[Material provided — start]

PR #1187, opened 2021-01-07
Add requested claims to access tokens

logdog16:
Implementation of this PR: https://identitydivision.visualstudio.com/DevEx/_git/AuthLibrariesApiReview/pullrequest/1685

I specifically am only making my modification to expose requested_claims as a parameter the underlying AbstractAccountCredentialCache::getCredentialsFilteredBy() and not MsalOAuth2TokenCache::load(), or anywhere in MsalCppOAuth2TokenCache as MSAL C++ directly calls getCredentialsFilteredBy() in our AT lookups, and this (as best I can tell) prevents additional work on the Android team to modify all the places load() is called.

### DIFF
--- a/changelog.txt
+++ b/changelog.txt
@@ -1,6 +1,8 @@
 vNext
 ----------
-- Add requested_claims to access tokens, and allow credentials to be filtered by RC
+
+- Add requested_claims to access tokens, and allow credentials to be filtered by RC (#1187)
+- Sends CP version to ESTS and handle WebCP uri. (#1137)
 - Check for eligible for caching when putting command in executing command map
 - Expose IAccountCredentialCache for accessing lower-level cache functions.
 - Adds unit test to verify .trim() behavior of cache keys.
--- a/changelog.txt
+++ b/changelog.txt
@@ -1,5 +1,6 @@
 vNext
 ----------
+- Add requested_claims to access tokens, and allow credentials to be filtered by RC
 - Check for eligible for caching when putting command in executing command map
 - Expose IAccountCredentialCache for accessing lower-level cache functions.
 - Adds unit test to verify .trim() behavior of cache keys.
--- a/changelog.txt
+++ b/changelog.txt
@@ -1,5 +1,6 @@
 vNext
 ----------
+- Check for eligible for caching when putting command in executing command map
 - Expose IAccountCredentialCache for accessing lower-level cache functions.
 - Adds unit test to verify .trim() behavior of cache keys.
 - Make CacheRecord immutable, insist on NonNull AccountRecord (#1225).
@@ -8,6 +9,7 @@ vNext
 - Log an informative error message when application redirect_uri does not match the broker's expected value (#1155).
 - Remove connection close from http request to AUTHORIZATION_CODE_NOT_EXCHANGED_FOR_TOKEN issue on emulators.
 - Replace deprecated HttpRequest.sendGet usage with HttpClient.get (#1038)
+- Replace deprecated HttpRequest.sendPost usage with HttpClient.post (#1037)
 
 Version 3.0.8
 ----------
--- a/common/src/main/java/com/microsoft/identity/common/internal/cache/AbstractAccountCredentialCache.java
+++ b/common/src/main/java/com/microsoft/identity/common/internal/cache/AbstractAccountCredentialCache.java
@@ -215,9 +215,7 @@ public abstract class AbstractAccountCredentialCache implements IAccountCredenti
 
             if (mustMatchOnRequestedClaims && credential instanceof AccessTokenRecord) {
                 final AccessTokenRecord accessToken = (AccessTokenRecord) credential;
-                // Reversed order of equalsIgnoreCaseTrim parameters is intentional due to potential null value
-                // from access token, which can cause an exception to be thrown.
-                matches = matches && equalsIgnoreCaseTrim(accessToken.getRequestedClaims(), requestedClaims);
+                matches = matches && equalsIgnoreCaseTrim(requestedClaims, accessToken.getRequestedClaims());
             }
 
             if (matches) {
--- a/common/src/main/java/com/microsoft/identity/common/internal/cache/AbstractAccountCredentialCache.java
+++ b/common/src/main/java/com/microsoft/identity/common/internal/cache/AbstractAccountCredentialCache.java
@@ -213,9 +213,13 @@ public abstract class AbstractAccountCredentialCache implements IAccountCredenti
                 matches = matches && authScheme.equalsIgnoreCase(atType);
             }
 
-            if (mustMatchOnRequestedClaims && credential instanceof AccessTokenRecord) {
-                final AccessTokenRecord accessToken = (AccessTokenRecord) credential;
-                matches = matches && equalsIgnoreCaseTrim(requestedClaims, accessToken.getRequestedClaims());
+            if (mustMatchOnRequestedClaims) {
+                if (credential instanceof AccessTokenRecord) {
+                    final AccessTokenRecord accessToken = (AccessTokenRecord) credential;
+                    matches = matches && equalsIgnoreCaseTrim(requestedClaims, accessToken.getRequestedClaims());
+                } else {
+                    Logger.verbose(TAG, "Query specified requested_claims-match, but attempted to match with non-AT credential type.");
+                }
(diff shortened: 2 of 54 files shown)


common/src/main/java/com/microsoft/identity/common/internal/util/StringUtil.java
```diff
@@ -230,6 +230,6 @@ public static boolean equalsIgnoreCase(@Nullable final String one, @Nullable fin
      * @return
      */
     public static boolean equalsIgnoreCaseTrim(@Nullable final String one, @Nullable final String two) {
-        return one == two || equalsIgnoreCase(one, two.trim());
+        return one == two || (two != null && equalsIgnoreCase(one, two.trim()));
```
logdog16, line 233: Change to StringUtils made after consulting with @tanmaymanolkar1 (thanks for the fix!)

Previously a null in parameter two would cause an exception to be thrown when two.trim() was called.

changelog.txt
```diff
@@ -1,5 +1,6 @@
 vNext
 ----------
+- Add requested_claims to access tokens, and allow credentials to be filtered by RC
```
iambmelt, line 3:
```suggestion
- Add requested_claims to access tokens, and allow credentials to be filtered by RC (#1187)
```

common/src/main/java/com/microsoft/identity/common/internal/cache/CacheKeyValueDelegate.java
```diff
@@ -175,6 +177,14 @@ public String generateCacheKey(Credential credential) {
                 cacheKey = cacheKey.replace(AUTH_SCHEME, sanitizeNull(accessToken.getAccessTokenType()));
             }
 
+            if(!StringExtensions.isNullOrBlank(accessToken.getRequestedClaims()))
```
iambmelt, line 180: Minor formatting nit: can we move the curly-brace to previous line?

common/src/main/java/com/microsoft/identity/common/internal/cache/CacheKeyValueDelegate.java
```diff
@@ -175,6 +177,14 @@ public String generateCacheKey(Credential credential) {
...
+            {
+                // The Requested Claims string has no guarantee it doesn't contain a delimiter, so we hash it
+                cacheKey += CACHE_VALUE_SEPARATOR + REQUESTED_CLAIMS;
+                String reqClaimsHash = String.valueOf(sanitizeNull(accessToken.getRequestedClaims()).hashCode());
```
iambmelt, line 184: Can't recall off the top of my head: do we need a specific hash alg here? I would think we don't want to rely on Java's built-in `String.hashCode()` and instead want something more x-plat friendly?

common/src/main/java/com/microsoft/identity/common/internal/cache/IAccountCredentialCache.java
```diff
@@ -109,7 +110,8 @@
             final String clientId,
             final String realm,
             final String target,
-            final String authScheme
+            final String authScheme,
+            final String requestedClaims
```
iambmelt, line 114: Hmmm we'll likely want to make this an additive API change... we have a few different consumers of common, so it might make sense to introduce a new overload that is called with `null` as a param by the previous (older) version of the method

iambmelt:
@logdog16 Dropped in a couple of thoughts, but I'll need to go through this PR again (with fresher eyes, it's Friday evening and my brain's a bit fried 😆). At a glance, I think we'll want to make the `getCredentialsFilteredBy()` method an API additive change (such that we don't need to rev `AndroidCommon`'s major version number). Let me think about any other changes we might need to support this work

common/src/main/java/com/microsoft/identity/common/internal/dto/AccessTokenRecord.java
```diff
@@ -157,6 +169,24 @@ public void setKid(@Nullable final String kid) {
...
+    /**
+     * Gets the requested_claims hash.
+     * @return The hashed copy of the claims string.
+     */
+    public String getRequestedClaims() {
+        return mRequestedClaims;
+    }
+
+    /**
+     * Hashes the incoming string (we don't know the length or potential special characters)
```
iambmelt, line 181: I am unclear about the contents of this javadoc -- this being setter, I wouldn't expect any hashing to occur here, nor for it to me mentioned unless this value is expected to be hash prior to being set (in which case this is a statement about the input data)

common/src/main/java/com/microsoft/identity/common/internal/dto/AccessTokenRecord.java
```diff
@@ -81,8 +82,19 @@
...
         public static final String KID = "kid";
+
+        /**
+         * A hash of claims string sent to server that produced this AT.
+         */
+        public static final String REQUESTED_CLAIMS = "requested_claims";
     }
 
+    /**
+     * The JSON claims string sent to the server that produced this token. Used by MSAL C++
```
iambmelt, line 93: Unclear to me from looking at this class whether or not this is a hashed value (or if it should be)

common/src/main/java/com/microsoft/identity/common/internal/cache/AbstractAccountCredentialCache.java
```diff
@@ -209,6 +213,11 @@
                 matches = matches && authScheme.equalsIgnoreCase(atType);
             }
 
+            if (mustMatchOnRequestedClaims && credential instanceof AccessTokenRecord) {
```
iambmelt, line 216: (wishlist, not strictly reqd) Can we (similar to above with `mustMatchOnTarget`) log a message if the caller tries to filter on `requestedClaims` for an a credential type this can't apply to?

For instance, if the developer tries to match `target` to an IdToken, they will get the message: `Logger.verbose(TAG, "Query specified target-match, but no target to match.");`. As a "nice to have", a similar message could be useful for non-AT credential types

logdog16: Added in latest commit!

common/src/main/java/com/microsoft/identity/common/internal/dto/AccessTokenRecord.java
logdog16: Fixed the comment. There should be no hashing in AccessTokenRecord.java

common/src/main/java/com/microsoft/identity/common/internal/dto/AccessTokenRecord.java
logdog16: Thanks for pointing this out. I wrote the comment in an early iteration when I was hashing in the setter (I since realized the error in my ways!) 

Fixed in latest commit

common/src/main/java/com/microsoft/identity/common/internal/cache/CacheKeyValueDelegate.java
logdog16: Fixed in latest commit

common/src/main/java/com/microsoft/identity/common/internal/cache/CacheKeyValueDelegate.java
logdog16: IMO, HashCode should be fine here. The purpose of adding the claims hash to the cacheKey is to allow 2 "identical" AT's with different claims strings to coexist in the cache. There's no need to be x-plat (Windows and Apple cache implementations both use plat-specific hash algos), so as long as there's a reasonably low chance of collisions (and acceptable perf) I don't think we need to do anything more than HashCode here.

common/src/main/java/com/microsoft/identity/common/internal/cache/IAccountCredentialCache.java
logdog16: Please take a look at what I did in the latest commit, I think this should address your concerns :)

common/src/main/java/com/microsoft/identity/common/internal/cache/CacheKeyValueDelegate.java
iambmelt: ACK

iambmelt (approved):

[Material provided — finish]

§ The task: All that is wanted is the run of lines from the start of the data through the line containing "Implementation of this", copied word for word.

§ Written response:
PR #1187, opened 2021-01-07
Add requested claims to access tokens

logdog16:
Implementation of this PR: https://identitydivision.visualstudio.com/DevEx/_git/AuthLibrariesApiReview/pullrequest/1685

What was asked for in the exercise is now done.